La presidenta de Abuelas de Plaza de Mayo, Estela de Carlotto, volvió a posicionarse con firmeza en la previa del 24 de marzo al afirmar que la construcción de la memoria colectiva “trasciende a los gobiernos de turno” y cuestionar la postura del Ejecutivo nacional frente a los crímenes de la última dictadura.
En declaraciones televisivas, la referente de derechos humanos fue categórica: “El Gobierno no es el dueño de las cosas que puede negar o aceptar”, sostuvo, en alusión al debate actual sobre las políticas de memoria y las interpretaciones del pasado reciente. En ese sentido, remarcó que el “Nunca Más debe ser una realidad, no un deseo”, reforzando el carácter irrenunciable de los consensos construidos en torno a los derechos humanos en Argentina.
Carlotto también apuntó contra la gestión del presidente Javier Milei, a la que acusó de mostrar una “frialdad social” frente a las consecuencias del terrorismo de Estado. Según expresó, la falta de acompañamiento institucional debilita el proceso de memoria, verdad y justicia que se viene desarrollando desde el retorno de la democracia.
En esa línea, advirtió que la historia argentina permanece “incompleta” debido al pacto de silencio que aún sostienen muchos de los responsables de los crímenes de lesa humanidad, lo que dificulta avanzar en la reconstrucción plena de lo ocurrido.
De cara a una nueva conmemoración del Golpe de Estado de 1976, la titular de Abuelas convocó a que la movilización sea masiva y federal, y se transforme en “un movimiento general de todo el país”, en defensa de los valores democráticos.
Avances en la búsqueda de verdad
Durante la entrevista, Carlotto también destacó los recientes avances en las investigaciones judiciales, en particular la identificación de restos de 12 personas desaparecidas en La Perla, uno de los principales centros clandestinos de detención que funcionaron durante la dictadura.
Si bien reconoció que el paso del tiempo juega en contra —sobre todo por la muerte de muchos represores—, insistió en que “la búsqueda de la verdad no se detiene” y valoró el trabajo sostenido de los equipos forenses y judiciales.

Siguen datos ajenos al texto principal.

PR #43, opened 2018-03-16
Allow some values to be use in templates

jmini:
Existing templates (here or in the `swagger-codegen` repository) are using these values:

```
{{modelPackage}}
{{apiPackage}}
{{invokerPackage}}
{{#sortParamsByRequiredFlag}}..{{/sortParamsByRequiredFlag}}
{{#hideGenerationTimestamp}}..{{/hideGenerationTimestamp}}
```

They need to be available in the `additionalProperties` map in order to be consumed from the `mustache` templates.

In addition, setting the value should be possible using setters. This is usefull when the generators are used directly (no maven plugin or no cli integration). Setter for `hideGenerationTimestamp` has been added.

`invokerPackage` is present only in `AbstractJavaCodegen`. Its value is derived from `apiPackage` or `modelPackage`. Current behavior needs to be preserved this is why some regression tests were implemented first in 7ad6ca24373e71f421aa96a5e82031cf33fb7d22.

### DIFF
--- a/src/main/java/io/swagger/codegen/languages/DefaultCodegenConfig.java
+++ b/src/main/java/io/swagger/codegen/languages/DefaultCodegenConfig.java
@@ -166,23 +166,23 @@ public abstract class DefaultCodegenConfig implements CodegenConfig {
 
         if (additionalProperties.containsKey(CodegenConstants.MODEL_PACKAGE)) {
             this.setModelPackage((String) additionalProperties.get(CodegenConstants.MODEL_PACKAGE));
-        } else {
-            // not set, use to be passed to template
+        } else if (StringUtils.isNotEmpty(modelPackage)) {
+            // not set in additionalProperties, add value from CodegenConfig in order to use it in templates
             additionalProperties.put(CodegenConstants.MODEL_PACKAGE, modelPackage);
         }
 
         if (additionalProperties.containsKey(CodegenConstants.API_PACKAGE)) {
             this.setApiPackage((String) additionalProperties.get(CodegenConstants.API_PACKAGE));
-        } else {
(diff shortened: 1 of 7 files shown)


src/main/java/io/swagger/codegen/languages/DefaultCodegenConfig.java
```diff
@@ -166,15 +166,24 @@ public void processOpts() {
 
         if (additionalProperties.containsKey(CodegenConstants.MODEL_PACKAGE)) {
             this.setModelPackage((String) additionalProperties.get(CodegenConstants.MODEL_PACKAGE));
+        } else {
+            // not set, use to be passed to template
+            additionalProperties.put(CodegenConstants.MODEL_PACKAGE, modelPackage);
```
HugoMario: I don't think this could cause an error or something similar, but i'm wondering if you'd need to set modelPackage in additionalProperties if its value is null or empty.

jmini:
Thank you for your feedback. I have added a _is null or empty_ check. 

To stay consistent, I updated all code location where the same pattern is used.

HugoMario:
awesome, thanks !

HugoMario:
@jmini 
i will need to revert these PR, since is causing problem to php client generator, and i think it'll be present to next languages generators to add.

The best approach here is add those changes in the specific language overriding methods in `DefaultCodegenConfig` class, instead changing it.

I understand is more work, i can help you with that if you're agree.

HugoMario:
basically i will only rever this [commit](https://github.com/swagger-api/swagger-codegen-generators/pull/43/commits/e238153d8134e213d83e29cf6d956b98f1750aab) and tweaks test related.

Asimismo, explicó el profundo impacto que estos hallazgos tienen para las familias: “Una cosa es saber que ha muerto y otra poder llevar unas flores a un cementerio”, señaló, subrayando la importancia simbólica y emocional de poder cerrar procesos de duelo que llevan décadas abiertos.
Identidad, memoria y compromiso
Por último, Carlotto reafirmó el eje histórico de la lucha de Abuelas: la restitución de identidad de los nietos apropiados durante la dictadura. “El silencio para nosotros no existe; es vivir y buscar a los nietos”, expresó.
En un contexto atravesado por tensiones políticas y debates sobre el pasado reciente, la referente insistió en la necesidad de sostener políticas públicas activas en derechos humanos y advirtió que la sociedad argentina no desea volver a escenarios de violencia que ya forman parte de su historia.
De este modo, sus declaraciones se inscriben en una fecha cargada de simbolismo, en la que miles de personas volverán a movilizarse en todo el país para reafirmar un compromiso colectivo que, a 50 años del golpe, sigue vigente: memoria, verdad y justicia.